Previous: Unicode Representations, Up: Unicode


5.7.3 Alphabets

Applications often need to manipulate sets of characters, such as the set of alphabetic characters or the set of whitespace characters. The alphabet abstraction provides an efficient implementation of sets of Unicode scalar values.

— procedure: alphabet? object

Returns #t if object is a Unicode alphabet, otherwise returns #f.

— procedure: alphabet unicode-char ...

Returns a Unicode alphabet containing the Unicode characters passed as arguments.

— procedure: scalar-values->alphabet items

Returns a Unicode alphabet containing the scalar values described by items. Items must satisfy well-formed-scalar-values-list?.

— procedure: alphabet->scalar-values alphabet

Returns a well-formed scalar-values list that describes the scalar values represented by alphabet.

— procedure: well-formed-scalar-values-list? object

Returns #t if object is a well-formed scalar-values list, otherwise returns #f. A well-formed scalar-values list is a proper list, each element of which is either a unicode scalar value or a pair of unicode scalar values. A pair of scalar values represents a contiguous range of scalar values. The car of the pair is the lower limit, and the cdr is the upper limit. Both limits are inclusive, and the lower limit must be less than or equal to the upper limit.

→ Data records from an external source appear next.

PR #887, opened 2024-09-30
Sotw add limitador reconcile

Boomatang:
Introduces the reconcile function for the limitador resource.


Boomatang:
@KevFan Yes, I can do that bit of the rename. The point about the removing the logic from the kuadrant controller being part of this PR is not need. There is no updating of the resources only creating. If both methods are in place, one will get the update first while the other will get a version out of date error. Which they both can handle. The PR for removing the work is already opened, #888. Once this would be merged that can be merged, (would require a rebase to pass test)

controllers/limitador_reconciler.go
```diff
@@ -14,5 +27,85 @@ func NewLimitadorReconciler(client *dynamic.DynamicClient) *LimitadorReconciler
...
+		if item.GroupVersionKind().Kind == v1beta1.LimitadorGroupKind.Kind {
+			return item, true
+		}
+		return nil, false
+	})
+
+	if len(aobjs) > 0 {
+		logger.Info("limitador resource already exists, no need to create", "status", "skipping")
+		return nil
+	}
```
KevFan, line 71: nit: `aobjs` being authorino objects? So this should be `lobjs` instead? 🤔 
```suggestion
	lobjs := lo.FilterMap(topology.Objects().Objects().Items(), func(item machinery.Object, _ int) (machinery.Object, bool) {
		if item.GroupVersionKind().Kind == v1beta1.LimitadorGroupKind.Kind {
			return item, true
		}
		return nil, false
	})

	if len(lobjs) > 0 {
		logger.Info("limitador resource already exists, no need to create", "status", "skipping")
		return nil
	}
```

KevFan (approved):

PR #888, opened 2024-09-30
REMOVE: kuadrant controller management of limitador

Boomatang:
With the move to the state of the world reconcile the kuadrant controller no longer needs to reconcile the creation of the limitador resource.

This change is independent but will introduce a breaking change if merged before https://github.com/Kuadrant/kuadrant-operator/pull/883 and https://github.com/Kuadrant/kuadrant-operator/pull/887

Required PRs:
- [x] #883 
- [x] #887

### DIFF
--- a/controllers/kuadrant_controller.go
+++ b/controllers/kuadrant_controller.go
@@ -21,7 +21,6 @@ import (
 	"encoding/json"
 
 	"github.com/go-logr/logr"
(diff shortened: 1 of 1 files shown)


KevFan (approved):
Looks good to me 👍

Boomatang:
@KevFan So you are aware I need to add back in the watches for the limitador and authorino as these are need to trigger the status update in kuadrant.

PR #894, opened 2024-10-01
ADD: Resources to Topology for External Authorizer (Istio)

Boomatang:
Add the resources used in the setting up of the external authorizer to the topology.


guicassolato (commented):
I don't think we'll need this with auth into wasm, no?

Boomatang:
Not need

PR #895, opened 2024-10-01
ADD: Resources to Topology for External Authorizer (OSSM)

Boomatang:
Add the resources used in the setting up of external authorizer to the topology for using OSSM.


Boomatang:
Not need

— procedure: char-in-alphabet? char alphabet

Returns #t if char is a member of alphabet, otherwise returns #f.

Character sets and alphabets can be converted to one another, provided that the alphabet contains only 8-bit scalar values. This is true because 8-bit scalar values in Unicode map directly to ISO-8859-1 characters, which is what character sets contain.

— procedure: char-set->alphabet char-set

Returns a Unicode alphabet containing the scalar values that correspond to characters that are members of char-set.

— procedure: alphabet->char-set alphabet

Returns a character set containing the characters that correspond to 8-bit scalar values that are members of alphabet. (Scalar values outside the 8-bit range are ignored.)

— procedure: string->alphabet string

Returns a Unicode alphabet containing the scalar values corresponding to the characters in string. Equivalent to

          (char-set->alphabet (string->char-set string))
— procedure: alphabet->string alphabet

Returns a newly-allocated string containing the characters corresponding to the 8-bit scalar values in alphabet. (Scalar values outside the 8-bit range are ignored.)

— procedure: 8-bit-alphabet? alphabet

Returns #t if alphabet contains only 8-bit scalar values, otherwise returns #f.

— procedure: alphabet+ alphabet ...

Returns a Unicode alphabet that contains each scalar value that is a member of any of the alphabet arguments.

— procedure: alphabet- alphabet1 alphabet2

Returns a Unicode alphabet that contains each scalar value that is a member of alphabet1 and is not a member of alphabet2.